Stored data
PR #640, opened 2015-11-10
Jinja2 capabilities for more fields in pushover plugin

liiight:
Added ability to use jinja2 with 'sound' and 'priority' values in Pushover plugin

### DIFF
--- a/flexget/plugins/output/pushover.py
+++ b/flexget/plugins/output/pushover.py
@@ -1,11 +1,14 @@
 from __future__ import unicode_literals, division, absolute_import
+
 import logging
+
 from requests.exceptions import RequestException
+
 from flexget import plugin
+from flexget.config_schema import one_or_more
 from flexget.event import event
 from flexget.utils import json
 from flexget.utils.template import RenderError
-from flexget.config_schema import one_or_more
 
 log = logging.getLogger("pushover")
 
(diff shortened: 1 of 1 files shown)


flexget/plugins/output/pushover.py
```diff
@@ -101,6 +105,21 @@ def on_task_output(self, task, config):
                 log.warning("Problem rendering 'urltitle': %s" % e)
                 urltitle = ""
 
+            # Attempt to render the priority field
+            if isinstance(priority, basestring):
+                try:
+                    priority = entry.render(priority)
+                except ValueError as e:
+                    log.warning('Problem rendering "priority": %s' % e)
+                    priority = 0
```
gazpachoking: Is it a problem that priority might be a string or an int after this?

liiight: Priority should be sent as an int to the api. If it's not its ignored and set to 0 by default at pushover side so there's no harm.

gazpachoking: entry.render will always return a string, should it be `priority = int(entry.render(priority))` then?

liiight: I'm sorry, I was mistaken. Priority CAN be string, it's resolved on API side. I actually tested exactly this and it worked.

PR #643, opened 2015-11-11
[WIP] Enable forcing return language in imdb_lookup

liiight:
Enable forcing return language in imdb_lookup.
Use by setting language code in config: http://www.science.co.il/Language/Locale-codes.asp
```
imdb_lookup: es-mx
```
Currently not working, not sure why.


liiight:
I made a total mess, ignore this s**t

PR #644, opened 2015-11-11
[WIP]  Enable forcing langugae with imdb_lookup

liiight:
Enable forcing return language in imdb_lookup.
Use by setting language code in config: http://www.science.co.il/Language/Locale-codes.asp
```
imdb_lookup: es-mx
```


gazpachoking:
Isn't caching going to mess this up royally? Every cached item will need to know what language it is, correct?

liiight:
I can't say that I'm familiar with exactly how caching works, but I suspect it will be irrelevant. Since the user will probably not run several lookups with different languages, but just stick to the one, whatever is cached will remain relevant, won't it?

gazpachoking:
@liiight Say an user has 2 tasks they want different language lookups for. If the cache isn't made language aware the results will be a seemingly random language depending on which task looked up a given movie first.

liiight:
I see. I can change lookup to be based on original title. If true try to match title and if fails save title with a relation to query language. Something like that sounds good?

gazpachoking:
If we want selectable language support, I think each cached item needs a language column, and lookups only grab results from the requested language.

liiight:
Actually you'd want more than a column. Each selected language can affect more than the title, but also plot air date, etc. I think movie ID will need to be mapped one to many with a MovieData table that will hold the language column.

PR #645, opened 2015-11-15
Implemented urlrewriter for nnm-club.me

asm0dey:


flexget/plugins/urlrewrite_nnmclub.py
```diff
@@ -0,0 +1,30 @@
...
+
+class UrlRewriteNnmClub(object):
+    """Nnm-club.me urlrewriter."""
+
+    def url_rewritable(self, task, entry):
+        return entry['url'].startswith('http://nnm-club.me/forum/viewtopic.php?t=')
+
+    def url_rewrite(self, task, entry):
+        initUrl = entry['url']
+        html = urllib2.urlopen(initUrl).read()
```
cvium: Generally, we use the `requests` library instead of urllib.

asm0dey: fixed

flexget/plugins/urlrewrite_nnmclub.py
```diff
@@ -0,0 +1,30 @@
+from __future__ import unicode_literals, division, absolute_import
+import logging
+import requests
```
cvium: We actually have a requests util, so it should be `from flexget.utils import requests` instead. Sorry :D

asm0dey: Fixed that too

flexget/plugins/urlrewrite_nnmclub.py
```diff
@@ -0,0 +1,30 @@
+from __future__ import unicode_literals, division, absolute_import
+import logging
+from flexget.utils import requests
```
cvium: One last thing lol. We generally have the imports in 3 categories. "Standard python libs", "other libs" and "flexget imports" :P

flexget/plugins/urlrewrite_nnmclub.py
```diff
@@ -0,0 +1,30 @@
...
+
+class UrlRewriteNnmClub(object):
+    """Nnm-club.me urlrewriter."""
+
+    def url_rewritable(self, task, entry):
+        return entry['url'].startswith('http://nnm-club.me/forum/viewtopic.php?t=')
+
+    def url_rewrite(self, task, entry):
+        initUrl = entry['url']
+        html = requests.get(initUrl).content
```
gazpachoking: We could actually just use `task.requests` here, that means plugins like `modify_headers` will work with this plugin's requests.

asm0dey: What is task.requests?

cvium: The task object that you take as input to url_rewrite contains a requests object that you can use directly. In other words: Change line 21 to `html = tasks.requests.get(initUrl).content`.

flexget/plugins/urlrewrite_nnmclub.py
```diff
@@ -0,0 +1,28 @@
...
+
+    def url_rewritable(self, task, entry):
+        return entry['url'].startswith('http://nnm-club.me/forum/viewtopic.php?t=')
+
+    def url_rewrite(self, task, entry):
+        html = task.requests.get(entry['url']).content
+        soup = BeautifulSoup(html)
+        links = soup.findAll('a')
+        hrefs = map(lambda x: x.get('href'), links)
+        entry['url'] = filter(lambda x: x != None and x.startswith('magnet'), hrefs)[0]
```
cvium: Won't this crash unexpectedly if it doesn't find a magnet url?

PR #649, opened 2015-11-17
Fixes series name encoding issues

liiight:
Fixes series name encoding issues.
Issue #3129

### DIFF
--- a/flexget/plugins/estimators/est_release_series_tvmaze.py
+++ b/flexget/plugins/estimators/est_release_series_tvmaze.py
@@ -40,12 +40,11 @@ class EstimatesSeriesTVMaze(object):
         kwargs['show_country'] = entry.get('country') or entry.get('trakt_series_country')
         kwargs['show_language'] = entry.get('language')
 
-        log.debug(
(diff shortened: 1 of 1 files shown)


flexget/plugins/estimators/est_release_series_tvmaze.py
```diff
@@ -22,7 +22,7 @@ class EstimatesSeriesTVMaze(object):
     def estimate(self, entry):
         if not all(field in entry for field in ['series_name', 'series_season', 'series_episode']):
             return
-        series_name = entry['series_name']
+        series_name = entry['series_name'].encode('utf-8')
```
gazpachoking: All entry fields should be unicode strings, not byte strings.

gazpachoking: Hmm, I read this backwards maybe jumped the gun with my comment. I'll keep looking.

liiight: I'm not encoding an entry field, just a local variable used for logging.

liiight:
Fixed on pytvmaze side, this is no longer required

liiight:
Fixed on pytvmaze side, this is no longer required

PR #650, opened 2015-11-17
TVMaze support

liiight:
Full support for TVMaze
WIP...
- [x] tests 
- [x] episode lookup 
- [x] next episode air date 
- ~~[ ] support for cast~~
- ~~[ ] support for characters~~

~~EDIT: @gazpachoking this is basically done. However, current pytvmaze implementation call all episodes of a show on 1 API call (which is not how TVMaze API directly works).
how much of a problem is that?~~

~~EDIT2: Pushed a pr to pytvmaze that should separate show call from episode call. Once merged, I will implement this~~

EDIT3: Separate API calls for episode and series is done.


flexget/plugins/api_tvmaze.py
```diff
@@ -0,0 +1,303 @@
...
+    def update(self, season, maze_id, session):
+        self.number = season.season_number
+        self.series_maze_id = maze_id
+        self.last_update = datetime.now()
+
+        self.episodes[:] = get_db_episodes(self.id, season.episodes, session)
+
+
+class TVMazeEpisodes(Base):
+    __tablename__ = 'tvmaze_epiosde'
```
cvium: Typo

liiight: good eye, thanks

flexget/plugins/api_tvmaze.py
```diff
@@ -0,0 +1,303 @@
...
+    prepared_params = {}
+    series_name = lookup_params.get('series_name', lookup_params.get('show_name'))
+    year_match = re.search('\(([\d]{4})\)', series_name)  # Gets year from title if present
+    if year_match:
+        year_match = year_match.group(1)
+
+    prepared_params['maze_id'] = lookup_params.get('tvmaze_id')
+    prepared_params['tvdb_id'] = lookup_params.get('tvdb_id') or lookup_params.get('trakt_series_tvdb_id')
+    prepared_params['tvrage_id'] = lookup_params.get('tvrage_id') or lookup_params.get('trakt_series_tvrage_id')
+    prepared_params['show_name'] = re.sub('\(([\d]{4})\)', '', series_name).rstrip()  # Remove year from name if present
```
cvium: You could save yourself some copy-pasting by making a function that extracts the year from a string.

liiight: one extracts, the other removes. but i get your point, i can save the pattern to a variable.

cvium: https://github.com/Flexget/Flexget/blob/develop/flexget/plugins/api_trakt.py#L512

liiight: cool. maybe we should use some of these method as global tools or something, in flexget.utils.tools

liiight:
I think i'll switch cast & character support for a 2nd phase, since support for those types via pytvmaze is currently lacking and there is not tvmaze_lookup (for now).

flexget/plugins/api_tvmaze.py
```diff
@@ -0,0 +1,401 @@
...
+
+class TVMazeCharacter(Base):
+    __tablename__ = 'tvmaze_characters'
+
+    maze_id = Column(Integer, primary_key=True)
+    url = Column(String)
+    medium_image= Column(String)
+    original_image = Column(String)
+    name = Column(Unicode)
+    persons = relation(TVMazePerson, secondary=persons_characters_table)
```
gazpachoking: Should we put this support stuff in there before we implement any people stuff?

flexget/plugins/api_tvmaze.py
```diff
@@ -0,0 +1,401 @@
...
+    number = Column(Integer)
+    episodes = relation('TVMazeEpisodes', order_by='TVMazeEpisodes.season_number', cascade='all, delete, delete-orphan',
+                        backref='season')
+    last_update = Column(DateTime)
+
+    def __init__(self, season, maze_id, session):
+        super(TVMazeSeasons, self).__init__()
+        self.update(season, maze_id, session)
+
+    def update(self, season, maze_id, session):
```
gazpachoking: You can change the maze_id for a cached item when updating?

flexget/plugins/api_tvmaze.py
liiight: This will happen any day IMO. The guy from pytvmaze is on it. And I know the structure via the original API result so I thought I'd save time by entering it already.

gazpachoking: I'd keep this code in another branch until we are ready to totally implement it though. Especially since if we create the db now, we'll have to write upgrade functions if it ends up changing before implementation.

flexget/plugins/api_tvmaze.py
liiight: i'm not sure i understand. you mean get the id from the parent item instead of send it as a parameter?

gazpachoking: Yeah. This is a method on an already cached item, no? In what situation would you want to change the maze_id after you create it?

liiight: I actually wasn't able to do this. When I tried to i got a 'parameter can't be null' or something. I'll give it another try though.

gazpachoking: You'll need to set self.series_maze_id in `__init__` first.

flexget/plugins/api_tvmaze.py
```diff
@@ -0,0 +1,336 @@
...
+        series_name = lookup_params.get('series_name')
+        season_number = lookup_params.get('series_season')
+        episode_number = lookup_params.get('series_episode')
+        if not all([season_number, episode_number, series_name]):
+            raise LookupError('Not enough parameter to lookup episode')
+        episode = APITVMaze.episode_lookup(session=session, force_cache=force_cache, **lookup_params)
+        if not episode:
+            raise LookupError(
+                'Could not find episode {0}, season {1} for show{2}'.format(episode_number, season_number, series_name))
+        return episode.airdate
```
gazpachoking: Is this really needed? Can't you just do an episode lookup and check the airdate?

flexget/plugins/api_tvmaze.py
```diff
@@ -0,0 +1,391 @@
...
+    prepared_params['show_country'] = lookup_params.get('country') or lookup_params.get('trakt_series_country')
+    prepared_params['show_language'] = lookup_params.get('language')
+
+    return prepared_params
+
+
+class APITVMaze(object):
+    @staticmethod
+    @with_session
+    def series_lookup(session=None, force_cache=False, **lookup_params):
```
gazpachoking: We use `only_cached` rather than `force_cache` in other lookup apis, I think I like that name a bit better, and to keep consistent.

flexget/plugins/metainfo/tvmaze_lookup.py
```diff
@@ -0,0 +1,171 @@
...
+        return entry
+
+    # Run after series and metainfo series
+    @plugin.priority(110)
+    def on_task_metainfo(self, task, config):
+        if not config:
+            return
+
+        for entry in task.entries:
+            if entry.get('series_name') or entry.get('tvdb_id', eval_lazy=False):
```
gazpachoking: Shouldn't it allow based on tvmaze id as well?

liiight: Yeah,  tvrage too. Forgot to add those. Also I'll add some tests with series plugin using set.

flexget/plugins/api_tvmaze.py
```diff
@@ -0,0 +1,402 @@
+from __future__ import unicode_literals, division, absolute_import
+
+import logging
+from datetime import datetime
+
+from dateutil import parser
```
gazpachoking: Maybe we should `from dateutil import parser as date_parser` so that it's obvious when we use it it's a date parser.

flexget/plugins/api_tvmaze.py
```diff
@@ -0,0 +1,402 @@
...
+        self.rating = series.rating['average']
+        self.weight = series.weight
+        self.updated = datetime.fromtimestamp(series.updated)
+        self.name = series.name
+        self.language = series.language
+        self.schedule = series.schedule
+        self.url = series.url
+        try:
+            self.original_image = series.image.get('original')
+        except AttributeError:
```
gazpachoking: This is a little bit non-obvious what it's catching. I think
`self.original_image = series.image and series.image.get('original')`
is better, or maybe being even more explicit is better
```
if series.image:
    self.original_image = series.image.get('original')
else:
    self.original_image = None
```

PR #651, opened 2015-11-20
Fix log message in tvmaze estimator

X-dark:
Error message and episode number are not supplied in the correct order.


liiight:
Yeah, sorry about that. While you're at it, I'd switch the level to debug

X-dark:
OK, I will update my pull request. I wanted to request that as well but wasn't sure if it was ok to put it in the same PR.

PR #652, opened 2015-11-21
Checking for empty airdate in tvmaze estimator

liiight:
Checking for empty airdate, fix for #3130


gazpachoking:
Thanks. Went with a slightly different fix though. 231e508c8c6af2b73120a5a55acacaec0e188177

__What is needed__
In the data above, find each line where the string "return" appears, then copy it.

__Solution to this exercise__
gazpachoking: entry.render will always return a string, should it be `priority = int(entry.render(priority))` then?
[WIP] Enable forcing return language in imdb_lookup
Enable forcing return language in imdb_lookup.
Enable forcing return language in imdb_lookup.
+        return entry['url'].startswith('http://nnm-club.me/forum/viewtopic.php?t=')
+        return entry['url'].startswith('http://nnm-club.me/forum/viewtopic.php?t=')
+        return entry['url'].startswith('http://nnm-club.me/forum/viewtopic.php?t=')
             return
+        return episode.airdate
+    return prepared_params
+        return entry
+            return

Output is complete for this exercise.